7.4B: Reconciliation for recurring Level 3 fair value measurements

Recurring Level 3 fair value measurements – reconciliation for assets

  Non-financial assets
  Land Buildings Leasehold improvements Property, plant and equipment Heritage and cultural Total
  2016 2016 2016 2016 2016 2016
  $'000 $'000 $'000 $'000 $'000 $'000
As at 1 July 1,400 490 60,219 17,854 5,836 85,799
Total gains/(losses) recognised in other comprehensive income1 - - - - (1,602) (1,602)
Purchases - - 1,826 3,948 - 5,774
Depreciation - (21) (9,268) (5,091) - (14,380)
Other movements - - 9,967 1,623 (30) 11,560
Disposals - - - (217) - (217)
Total as at 30 June 1,400 469 62,744 18,117 4,204 86,934
Changes in unrealised gains/(losses) recognised in net cost of services2 - - - - (1,602) (1,602)

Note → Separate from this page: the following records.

PR #11271, opened 2022-07-11
fix: Performance optimisation when fetching events from Event Programs [ DHIS2-13443 ] 

lucaCambi77:
https://jira.dhis2.org/browse/DHIS2-13443


lucaCambi77:
@stian-sandvold @vilkg @Bekkalizer this fix looks good to me, let me know what you think so we can do more testing if required and backport it

dhis-2/dhis-services/dhis-service-dxf2/src/main/java/org/hisp/dhis/dxf2/events/event/JdbcEventStore.java
```diff
@@ -2044,7 +2059,7 @@ private String getOrgUnitSql( SqlHelper hlp, EventSearchParams params, List<Orga
 
         if ( params.getOrgUnit() != null && !params.isPathOrganisationUnitMode() )
         {
-            orgUnitSql.append( " ou.organisationunitid = " )
+            orgUnitSql.append( " psi.organisationunitid = " )
```
ameenhere, line 2062: Immediate Reaction:  I think this change should also be conditional. Since the joining condition either uses the ownership org unit or the psi org unit. For Tracker programs (WITH_REGISTRATION), this clause shall remain as `ou.organisationunitid`. For Event Programs (WITHOUT_REGISTRATION), since ownership is completely out of scope it is okay to change to `psi.organisationunitid`. 


Reaction after thinking for a bit: Does this specific line change really introduce a performance benefit? Even though HISP Bangladesh states that this change in query seems to improve performance, it might be worth confirming with actual stress test numbers.

dhis-2/dhis-services/dhis-service-dxf2/src/main/java/org/hisp/dhis/dxf2/events/event/JdbcEventStore.java
```diff
@@ -2093,7 +2108,7 @@ else if ( params.isOrganisationUnitMode( OrganisationUnitSelectionMode.CHILDREN
                 {
                     orgUnitSql.insert( 0, " (" );
                     orgUnitSql.append( orHlp.or() )
-                        .append( " (ou.organisationunitid = " )
+                        .append( " (psi.organisationunitid = " )
```
ameenhere, line 2111: Same as previous comment.

ameenhere (changes requested):

dhis-2/dhis-services/dhis-service-dxf2/src/main/java/org/hisp/dhis/dxf2/events/event/JdbcEventStore.java
stian-sandvold: On lines 1070 - 1087, we already "link" ou.organisationunitid to psi or po (Depending on condition). This line should in theory not actually make a difference, the set should already be the same :)

Worst case, without a condition for WITH/WITOUT registration, this will return the wrong result (Since po.organisationunitid != psi.organisationunitid; We would filter on the wrong thing).

dhis-2/dhis-services/dhis-service-dxf2/src/main/java/org/hisp/dhis/dxf2/events/event/JdbcEventStore.java
stian-sandvold: Agree, same as above :)

stian-sandvold (changes requested):

stian-sandvold:
In the case of this optimization, we can do a few more things:

Assuming we are working with "WITHOUT_REGISTRATION", we can:
1. remove the `LEFT JOIN trackedentityprogramowner po ON ( pi.trackedentityinstanceid = po.trackedentityinstanceid )
`
2. Rewrite `INNER JOIN organisationunit ou ON ( COALESCE ( po.organisationunitid, psi.organisationunitid ) = ou.organisationunitid )`. with item 1, we no longer have po, so we can rewrite the COALESCE.

stian-sandvold (approved):

ameenhere (approved):

PR #11273, opened 2022-07-11
fix: (NEEDS LARS REVIEW, DO NOT MERGE) Table partitioning in Analytics [DHIS2-13429]

maikelarabori:
This PR aims to restore the expected Analytics export and partitioning (as release 2.36).

**Overview**
Since release 2.37, some behaviours were not correctly covered when we introduced partition tables.

Pepfar identified and raised those issues in three JIRA tickets: DHIS2-13429, DHIS2-DHIS2-13478 and DHIS2-13479. In summary, those tickets describe the following problems.

**Problems**
1) The table `analytics_0` never gets cleaned. It causes data duplication when the application hits the query below, in `JdbcAnalyticsManager.getFromSourceClause`.
```
 select ap.*
      from analytics_0 as ap
      union all
      select ap.*
      from analytics_2019 as ap
      union all
      select ap.*
      from analytics_2020 as ap
```

2) After running the Analytics job (export) for the `last_years=x` all partitions are removed and replaced by the partitions related to `last_years` only. It causes old generated data to be lost and obliges the user to run the full export to recover all data, which takes much longer.

3) The method `JdbcAnalyticsManager.getFromSourceClause` always assumes we have a `0` partition (depending on the input params). If the `0` partition is not there for any reason, it causes a SQL syntax error. In this case, the partition `0` for analytics should always be generated, so the query never fails with a syntax error.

Recurring Level 3 fair value measurements – reconciliation for assets

  Non-financial assets
  Land Buildings Leasehold improvements Property, plant and equipment Heritage and cultural Total
  2015 2015 2015 2015 2015 2015
  $'000 $'000 $'000 $'000 $'000 $'000
As at 1 July 1,400 510 64,246 14,582 5,836 86,574
Total gains/(losses) recognised in other comprehensive income1 - - - (257) - (257)
Purchases - - 3,687 5,285 - 8,972
Depreciation - (20) (7,714) (1,739) - (9,473)
Other movements - - - - - -
Disposals - - - (17) - (17)
Total as at 30 June 1,400 490 60,219 17,854 5,836 85,799
Changes in unrealised gains/(losses) recognised in net cost of services2 - - - (257) - (257)

Notes

1 These gain/(losses) are presented in the statement of comprehensive income under ‘other comprehensive income’.

2 These unrealised gains/(losses) are presented in the statement of comprehensive income under ‘other comprehensive income’.